When EGFR+ NSCLC transforms to small cell, clinicians often continue the TKI osimertinib alongside chemotherapy. This practice is largely based on expert consensus and the rationale of suppressing any remaining EGFR-driven clones, rather than on definitive clinical trial data showing a clear benefit.

Data from the ADAURA trial suggests that EGFR-mutated lung cancer patients with detectable ctDNA before starting adjuvant osimertinib are at very high risk of recurrence. This finding supports considering indefinite, lifelong osimertinib for this subgroup, deviating from the standard three-year duration.

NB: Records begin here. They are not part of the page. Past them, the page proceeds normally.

PR #3883, opened 2026-06-05
CP-14411: fix seedless add-account addresses and Ledger Solana skip prompt

ruijia1in:
iOS: 8775
Android: 8776

## Description

**Ticket: [CP-14411]**

Please provide:

- Bump @avalabs/crypto-sdk → 1.0.2 and @avalabs/crypto-nitro → 0.3.2. These releases normalize 65-byte uncompressed secp256k1 public keys to compressed form inside the native batch derivation (require_compressed_secp256k1 / compress_pubkey). That uncompressed-key rejection was the root cause: the batched deriveAllAddresses (introduced in #3851) rejected seedless's uncompressed Cubist pubkeys while mnemonic's compressed keys worked. With the native fix, seedless uses the same batched deriveAllAddresses path as every other wallet type — no app-side routing workaround.
- Fix missing addresses when adding a new seedless account. SeedlessWallet.getPublicKeyFor now reads keys from SeedlessPubKeysStorage on every lookup instead of a constructor-time #addressPublicKeys snapshot. addAccount refreshes that storage (refreshPublicKeys → save), so a SeedlessWallet cached in WalletDerivedDataCache resolves the freshly persisted keys on the next getAddresses. Removed the now-dead #addressPublicKeys field/constructor param and the WalletFactory.cache.clearWallet workaround.

Ledger Solana connection (AppConnectionScreen)
- Remove the eager auto-open effect that fired openApp(SOLANA) the moment the user landed on the Solana step. Sending that open-app APDU is what makes the Ledger display "Open Solana?", so the device prompted even when the user went on to tap "Skip Solana". The prompt is now deferred until the user taps Continue (handleConnectSolana -> getSolanaKeysForRange -> ensureAppReady -> openApp), so skipping never contacts the device for Solana.

## Screenshots/Videos

## Testing

- login to seedless works
- add seedless account works
- login with mnemonic works
- add mnemonic account works and no performance degrade after adding account

## Checklist

[CP-14411]: https://ava-labs.atlassian.net/browse/CP-14411?atlOrigin=eyJpIjoiNWRkNTljNzYxNjVmNDY3MDlhMDU5Y2ZhYzA5YTRkZjUiLCJwIjoiZ2l0aHViLWNvbS1KU1cifQ


packages/core-mobile/app/services/account/AccountsService.tsx
```diff
@@ -422,6 +429,18 @@ class AccountsService {
       isTestnet
     } as Network
 
+    // Seedless intentionally uses the singular per-index derivation path with
+    // its original lenient semantics (a failed module yields empty-string
+    // addresses for that chain rather than failing the whole account).
+    if (walletType === WalletType.SEEDLESS) {
```
atn4z7: What's actually failing when seedless goes through `deriveAllAddresses`? Trying to understand which module rejects and why before we route around it.

One thing I noticed: the singular path also swaps the underlying module method (`deriveAddress` vs the plural `deriveAddresses`), so this isn't just lenient-vs-fail-loud. Any chance the plural one is what's broken for seedless and we're working around it here rather than fixing it at the source? If you've got the error/stack from the failing case that'd help.

packages/core-mobile/app/services/account/AccountsService.tsx
```diff
@@ -369,6 +369,13 @@ class AccountsService {
 
         // prompt Core Seedless API to derive new keys
         await wallet.addAccount(index)
+
+        // addAccount refreshes the pubkeys in SeedlessPubKeysStorage, but any
+        // SeedlessWallet instance cached in WalletDerivedDataCache still holds
+        // the pre-add `#addressPublicKeys` snapshot. Clear the cache so the
+        // getAddresses lookup below rebuilds the wallet with the new keys —
+        // otherwise the new account's chains resolve to empty addresses.
+        WalletFactory.cache.clearWallet(walletId)
```
atn4z7: The cache clear works, but I think it's patching the symptom rather than the cause, and it does it from the wrong layer. `createNextAccount` now has to know that `WalletFactory` keeps an internal cache, that `SeedlessWallet` snapshots its pubkeys at construction, and that those two facts combine to hand back stale addresses. That's a lot of cross-layer knowledge for an orchestration method to carry — `AccountsService` reaching into `WalletFactory.cache` to fix up a seedless-internals problem is the part that feels off to me.

It also only covers the `addAccount` path. `deriveMissingKeys()` goes through the same `refreshPublicKeys → save` flow and has the identical staleness problem, but it doesn't clear anything, so I think that path is still broken after this.

What if `SeedlessWallet` just didn't keep a snapshot? `getPublicKeyFor` is the only thing that reads `#addressPublicKeys`, and it could read from storage directly:
```
public async getPublicKeyFor({ derivationPath, curve }) {
  if (derivationPath === undefined) throw new Error(...)
  const pubKeys = await SeedlessPubKeysStorage.retrieve()
  const publicKey = pubKeys.find(findPublicKey(derivationPath, curve))
  if (!publicKey) throw new Error(...)
  return publicKey.key
}
```
`retrieve()` is already memoized — it caches the array in memory and `save()` updates that cache — so this isn't a keychain hit on every lookup. With no snapshot, a cached wallet instance can't go stale, so there's nothing to invalidate: `addAccount` and `deriveMissingKeys` both just work, the `clearWallet` call goes away, and `AccountsService` no longer needs to know `WalletFactory` has a cache at all.

atn4z7 (commented):
Approach looks right to me, and this is way cleaner than the first pass. A few things before it goes in:

**The `clearWallet` call can come out now.** Since `getPublicKeyFor` reads from storage instead of the snapshot, a cached `SeedlessWallet` instance can't go stale anymore — `save()` updates the storage cache during `addAccount`, so even an old cached instance resolves the new keys on the next lookup. The other cache layers don't go stale for a new account either (`publicKeyCache` is keyed by derivation path, `xpubCache` by account index, both brand new → miss → fresh derive). So nothing needs the clear. The comment above it also still talks about the instance holding "the pre-add `#addressPublicKeys` snapshot," which isn't true anymore since that field isn't read. Dropping the line also gets `AccountsService` out of the business of knowing `WalletFactory` has a cache, which is nice.

**`#addressPublicKeys` is dead now.** It's still set in the constructor but nothing reads it after this change. Might as well drop the field and the constructor param (and the arg in `WalletFactory`) so we're not leaving a write-only field lying around.

**Tests are the thing I'd want sorted before merge.** Couple of issues:
- The new behavior (`getPublicKeyFor` reading from storage) isn't covered, and the unit tests from the first version got dropped without anything replacing them.
- The existing `SeedlessWallet` tests construct the wallet with explicit keys and mock `save()` but not `retrieve()` — and there's no global mock for `SeedlessPubKeysStorage`. The `addAccount` tests go through `getMnemonicId` → `getAddressPublicKey` → `getPublicKeyFor`, which now hits the real `retrieve()` → returns `[]` → throws "Public key not found" before the "Cannot retrieve the mnemonic id" they're asserting on. So those look like they'd fail (or pass for the wrong reason). Can you confirm the jest run is green? If it is I'd like to understand why, because on paper they're reading unmocked storage now. Either way it'd be good to mock `retrieve()` and add a test that `getPublicKeyFor` returns the latest keys from storage.

One minor thing: `getPublicKeyFor` now does an `await retrieve()` on every key lookup, so on every derive/sign. It's memoized after the first load so it's basically free, just flagging it's on the signing path now.

atn4z7 (approved):

onghwan (approved):
dev-tested

PR #3895, opened 2026-06-10
Device Farm: fire-and-forget scheduling, fail fast on empty device pool

B0Y3R-AVA:
## Description

**Ticket: [CP-]**

Fixes two problems in the nightly AWS Device Farm regression (`aws-full-regression-runs`) that cost ~2h of billed idle Bitrise machine time per platform leg per night, and could silently report green with zero tests executed:

- **Polling burn:** the Bitrise step polls `GetRun` for up to `WAIT_FOR_COMPLETION_TIMEOUT_SEC` (2h) while the device-side suite runs (full regression is ~2h per platform, 100+ cases). The machine is billed the entire wait, and when the suite outlasts the cap the build reds out as a timeout rather than reporting actual results. This polling is the largest single waste category in our Bitrise usage (~thousands of build-min/month).
- **Silent SKIPPED green:** if the device pool matches 0 devices (e.g. a temporary pool change — this happened on 2026-06-09 and the iOS leg went green having executed nothing), the run completes instantly as `SKIPPED`, which was whitelisted as success. Nothing ran, build showed green, no one was alerted.

Changes:
1. `WAIT_FOR_COMPLETION` now defaults to **false** in both wrapper scripts — the step uploads, schedules the run, and exits. Test results still reach TestRail via the reporter bundled in the device-side test package. Opt back into polling per-run with `WAIT_FOR_COMPLETION=true`.
2. **Pre-flight device-pool check fails fast** when the pool matches 0 compatible devices (would otherwise become a silent `SKIPPED` run — see 2026-06-09 iOS). Also fixes the existing broken inspection call: `ListDevicePoolDevicesCommand` doesn't exist in the AWS SDK (the `is not a constructor` warning in every run log); replaced with `GetDevicePoolCompatibleDevicesCommand`. Inspection stays warn-only on API errors (e.g. missing IAM read perms) so it can't break runs spuriously.
3. **`SKIPPED` removed from success results** for anyone who opts into waiting, with a descriptive error.

Note: with fire-and-forget, the Bitrise build status reflects "scheduled successfully," not AWS pass/fail — test outcomes live in TestRail / Device Farm console (as they already do; the Bitrise red was duplicating that signal at ~2h/leg/night of machine cost).

No dependencies introduced (`@aws-sdk/client-device-farm` already used).

## Screenshots/Videos

N/A — CI scripts only.

## Testing

- [ ] Trigger `aws-full-regression-runs` on this branch; expect: pool inspection lists compatible devices for both legs, runs scheduled, steps exit in seconds instead of polling ~2h
- [ ] Confirm results from the runs appear in TestRail after the AWS runs finish
- [ ] Optional negative test: point `DEVICEFARM_DEVICE_POOL_ARN` at a pool matching no devices and confirm the step fails fast with the 0-compatible-devices error instead of scheduling a SKIPPED run
- [ ] Bitrise build numbers: _add after triggering_

- Heads-up for QA: Bitrise no longer waits on AWS results — nightly pass/fail signal moves entirely to TestRail / Device Farm console. If a Bitrise-visible red/green gate per nightly is still wanted, we can add a cheap scheduled results-check job instead of inline polling.

## Checklist

### DIFF
--- a/packages/core-mobile/scripts/bitrise/devicefarm/android/androidDeviceFarmRegression.sh
+++ b/packages/core-mobile/scripts/bitrise/devicefarm/android/androidDeviceFarmRegression.sh
@@ -32,7 +32,10 @@ export DEVICEFARM_APP_PATH="$BITRISE_APK_PATH"
 export DEVICEFARM_TEST_PACKAGE_PATH="$TEST_PACKAGE"
 export DEVICEFARM_TEST_SPEC_PATH="$TEST_SPEC"
 export PLATFORM="android"
-export WAIT_FOR_COMPLETION="${WAIT_FOR_COMPLETION:-true}"
+# Fire-and-forget by default: results reach TestRail from the device-side reporter,
+# so polling GetRun only kept the Bitrise machine billing (~2h/night) and timed out
+# whenever the suite outlasted WAIT_FOR_COMPLETION_TIMEOUT_SEC.
+export WAIT_FOR_COMPLETION="${WAIT_FOR_COMPLETION:-false}"
 
 # 4. Extract only needed vars from env file
 if [ -f "$CORE_MOBILE_DIR/.env.production.e2e" ]; then
--- a/packages/core-mobile/scripts/bitrise/devicefarm/ios/iosDeviceFarmRegression.sh
+++ b/packages/core-mobile/scripts/bitrise/devicefarm/ios/iosDeviceFarmRegression.sh
@@ -34,7 +34,9 @@ export DEVICEFARM_APP_PATH="$BITRISE_IPA_PATH"
 export DEVICEFARM_TEST_PACKAGE_PATH="$TEST_PACKAGE"
 export DEVICEFARM_TEST_SPEC_PATH="$TEST_SPEC"
 export PLATFORM="ios"
-export WAIT_FOR_COMPLETION="${WAIT_FOR_COMPLETION:-true}"
+# Fire-and-forget by default: results reach TestRail from the device-side reporter,
+# so polling GetRun only kept the Bitrise machine billing while it waited.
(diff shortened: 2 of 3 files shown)


B0Y3R-AVA:
Reopening with the cost case spelled out, since "the build takes 2–2.5h anyway" is the natural objection:

**The 2–2.5h *is* the waste.** The nightly Bitrise build = ~35–40 min of real work (build + sign + upload) followed by **~1.5–2h of `GetRun` polling once a minute** while the tests run on AWS hardware (which costs us $0 — public fleet, free usage). This PR ends the Bitrise build right after the upload; AWS runs the exact same tests on the same schedule and reports to TestRail via the bundled reporter exactly as today. Nothing about test coverage, timing, or results changes — we just stop paying a Bitrise VM to watch a progress ticker.

Measured from 90 days of build data: ~**2,500 billed minutes/month (~13% of total account usage)** is this polling. It is the single largest zero-value minute category in the account.

What we give up: the Bitrise build tile as the nightly's pass/fail signal. Today that tile is unreliable in both directions — it reds out on the 2h timeout even when the suite passes, and it once showed green when a pool misconfiguration meant **zero tests executed** (`COMPLETED/SKIPPED`, 2026-06-09). This PR also fixes that: empty pool now fails fast in seconds, and `SKIPPED` is no longer treated as success for anyone who opts into waiting (`WAIT_FOR_COMPLETION=true` remains available per-run).

If a Bitrise-visible red/green for the nightly is still wanted, the follow-up is a tiny scheduled results-check workflow (~2 min on `linux.medium`, one `GetRun` call, 3h after the nightly) — dashboard signal for ~1% of the previous cost. Happy to add it if QA wants it.

PR #3896, opened 2026-06-10
CP-14426: fix swap token-picker gap/duplicate + iOS overscroll header-vanish in ListScreenV2

bogdandobritoiu:
## Description

**Ticket: [CP-14426]**

Two fixes affecting `ListScreenV2`-based token pickers.

### 1. Swap "Select a token" (To) — empty gap / duplicate token row

- **Summary:** removed a large empty gap that pushed rows to the bottom of the picker (and the duplicated selected-token row it turned into).
- **Context:** the pinned-token dedup matched on `getTokenKey` (`internalId ?? localId`-`chainId`), but `keyExtractor` used a different string (`token-${localId}-${chainId}`). A token selected from another source carries a different `internalId` than its API-list twin, so the dedup missed it and FlashList received **duplicate keys** — which, with FlashList v2's default `maintainVisibleContentPosition`, produced a persistent gap.
- **Fix (`SelectToSwapTokenScreen.tsx`):** `keyExtractor` now uses `getTokenKey(item)`; the selected token is pinned from the **list's own** matching object (matched by `localId` + `networkChainId`) instead of injecting the external object, so there's structurally one instance.

### 2. iOS overscroll completely hides the `ListScreenV2` sticky header

- **Summary:** on iOS, overscrolling (pull-down) at the top of any `ListScreenV2` modal left an empty void where the header was; now the header stays and rubber-bands with the content.
- **Context:** FlashList v2's `StickyHeaders` only renders the overlay while `getLayout(stickyIndex).y (=0) <= scrollOffset + stickyHeaderOffset`. On an iOS top overscroll `scrollOffset` goes negative → the binary search returns `-1` → the overlay returns `null`, and because `ListScreenV2` uses `stickyHeaderConfig={{ hideRelatedCell: true }}` the in-flow cell is hidden too → nothing renders.
- **Fix:** `patches/@shopify+flash-list+2.3.0.patch` (applied via `postinstall`): (1) clamp the sticky-index lookup to `Math.max(0, getLastScrollOffset())` so index 0 stays sticky during overscroll; (2) add an `overscrollTranslateY` so the header rubber-bands down 1:1 with the content. No-op on Android.

### Dependencies

- No new packages. Adds one `patch-package` patch for `@shopify/flash-list@2.3.0` (documented in `docs/patches.md`). ⚠️ Must be re-checked on any `@shopify/flash-list` version bump (edits target `dist/`). Likely an upstream FlashList bug — a sticky header at index 0 shouldn't vanish when overscrolling above it.

## Screenshots/Videos

**Before**

https://github.com/user-attachments/assets/a96ff4c8-7913-4807-bfbf-e46454741cec

**After**

https://github.com/user-attachments/assets/250dcc47-7240-421d-a77a-8fcc4324773d

## Testing

iOS - 8813
Android - 8814

**Dev Testing**

- Swap → tap the "to" token:
  - Happy path: the previously-selected token is pinned at the top with a single checkmark, rows are flush under the header, no empty gap.
  - Edge: switch networks / type in search — pinning + grouping (verified / "Unverified tokens" divider) still behave; no duplicate rows.
- Any `ListScreenV2` modal on iOS (e.g. token pickers, Wallets):
  - Overscroll (pull down) at the top — header stays visible and moves down with the content, then snaps back. No void, no doubled header during normal scroll.

## Checklist

[CP-14426]: https://ava-labs.atlassian.net/browse/CP-14426?atlOrigin=eyJpIjoiNWRkNTljNzYxNjVmNDY3MDlhMDU5Y2ZhYzA5YTRkZjUiLCJwIjoiZ2l0aHViLWNvbS1KU1cifQ


ruijia1in (approved):
👍 🎖️

atn4z7 (approved):
dev tested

The success of perioperative osimertinib means oncologists cannot choose the optimal strategy (targeted therapy vs. chemoimmunotherapy) for resectable lung cancer without first knowing the patient's EGFR, ALK, and PD-L1 status. This elevates biomarker profiling from a metastatic-setting tool to a critical first step in early-stage disease.

Unlike immunotherapy, neoadjuvant osimertinib yields poor pathologic complete response (pCR) rates. However, it significantly improves major pathologic response (MPR) and survival, suggesting pCR may be the wrong efficacy endpoint for cytostatic EGFR TKIs, which have a different mechanism of action than immunotherapy.

For patients with actionable mutations like EGFR or ALK, targeted therapy is the priority, regardless of PD-L1 score. Starting immunotherapy first in these patients can significantly increase the risk of developing severe pneumonitis (ILD) when they later switch to targeted therapy like osimertinib.

A sobering finding from the LAURA trial was its control arm. EGFR-mutant patients receiving standard "curative-intent" chemoradiation alone had extremely high and rapid relapse rates (PFS ~6 months), highlighting the inadequacy of this standard and underscoring the necessity of adding consolidation osimertinib.

For N2+ EGFR-mutant NSCLC, clinicians now face a choice. Combining neoadjuvant osimertinib with chemotherapy is potent and gets treatment done upfront, but osimertinib monotherapy is better tolerated, reducing the risk of toxicity that could prevent a patient from reaching their planned surgery.